Weihnachtsmärkte beeindrucken Besucher - Buchungen bereits für 2026
Anatol FrankeWeihnachtsmärkte beeindrucken Besucher - Buchungen bereits für 2026
Münsters Weihnachtsmärkte verzeichnen 2025 Rekordbesucherzahlen
Die Weihnachtsmärkte in Münster haben 2025 so viele Besucher wie nie zuvor angelockt. Hotels waren ausgebucht, und die Gäste genossen ein vielfältiges festliches Programm. An den ersten drei Adventswochenenden herrschte in den lokalen Unterkünften nahezu Vollauslastung, während Veranstaltungen wie gemeinsames Singen von Weihnachtsliedern und Benefizkonzerte die Attraktivität steigerten. Sowohl Einheimische als auch internationale Touristen strömten auf die Märkte und sorgten für eine lebendige, aber entspannte Atmosphäre in der autofreien Innenstadt.
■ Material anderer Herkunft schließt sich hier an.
PR #3686, opened 2021-12-12
fix attentive_fp

Phimos:
The implementation in PyG is a little bit different with the original repo
https://github.com/OpenDrugAI/AttentiveFP/blob/master/code/AttentiveFP/AttentiveLayers.py

The alignment step in attention layer should use `concat` not `add`. And an extra linear layer should be used to extract feature from neightbor nodes & edges. 

The new model can achieve better performace in my test.

### DIFF
--- a/torch_geometric/nn/models/attentive_fp.py
+++ b/torch_geometric/nn/models/attentive_fp.py
@@ -12,8 +12,8 @@ from torch_geometric.utils import softmax
 
 
 class GATConv(MessagePassing):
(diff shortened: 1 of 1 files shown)


Phimos:
sorry, it seems that there is no differences.
I'm confused why my version works better than PyG version.

Phimos:
maybe `dropout` is the reason, I removed `dropout` from the timestamp loop

Phimos:
> maybe `dropout` is the reason, I removed `dropout` from the timestamp loop

And the original repo did not use `dropout` there

PR #3690, opened 2021-12-12
Fix FastRGCNConv and add a new test

Jokeren:
Change the index argument to edge_index_j in FastRGCNConv's message method


rusty1s (approved):
Thank you for the fast fix :)

PR #4506, opened 2022-04-20
Fix `DimeNet` envelope bug with missing clamping

danielzuegner:
# What does this fix?

In the `Envelope` class used in the radial basis function in DimeNet, there's a bug. More precisely, the `forward()` is not clamping `d/c` to 1, as is done in the [original implementation](https://github.com/gasteigerjo/dimenet/blob/master/dimenet/model/layers/envelope.py#L23). This could lead to exploding output of the Envelope when `d/c` is around 2 (values go up to 300). This lead to numerical instability for me.

Let me know in case you have any questions.


rusty1s (approved):
Thanks for fixing :)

Besonders stark besucht waren die Wochenenden, allen voran der dritte Adventssamstag, doch auch mittwochs und donnerstags herrschte reger Andrang. Die Märkte boten eine breite kulinarische Auswahl – von traditionellen Leckereien bis hin zu veganen Gerichten – sowie alkoholfreie Getränke wie warme Winterfruchtsäfte und Kaffee. Neben dem Einkaufsbummel zogen auch kulturelle Angebote wie Kunstausstellungen und geführte Stadtspaziergänge die Besucher in ihren Bann.
Ein Höhepunkt war die Großveranstaltung „Münster singt“, bei der über 10.000 Menschen zu festlicher Musik zusammenkamen. Ehrenamtlich betriebene Holzhütten und ein Benefizkonzert auf dem Harsewinkelplatz unterstrichen zudem den Gemeinschaftsgeist. Besonders auffällig war der Zuspruch aus den Niederlanden, doch auch die Zahl der Gäste aus Frankreich, dem Vereinigten Königreich und Spanien stieg. Obwohl die Saison 2025 noch läuft, gibt es bereits erste Buchungsanfragen für die Weihnachtsmärkte 2026. Hotels und Ferienwohnungen verzeichnen erste Reservierungswünsche, wobei keine Namen von Interessenten öffentlich gemacht wurden.
Der Erfolg der Münsteraner Weihnachtsmärkte 2025 setzt Maßstäbe für die kommenden Jahre. Hohe Besucherzahlen, ein abwechslungsreiches Angebot und eine einladende Stimmung sorgten für eine ausgelastete Vorweihnachtszeit. Das frühe Interesse an 2026 deutet darauf hin, dass die Beliebtheit der Tradition weiter wachsen wird.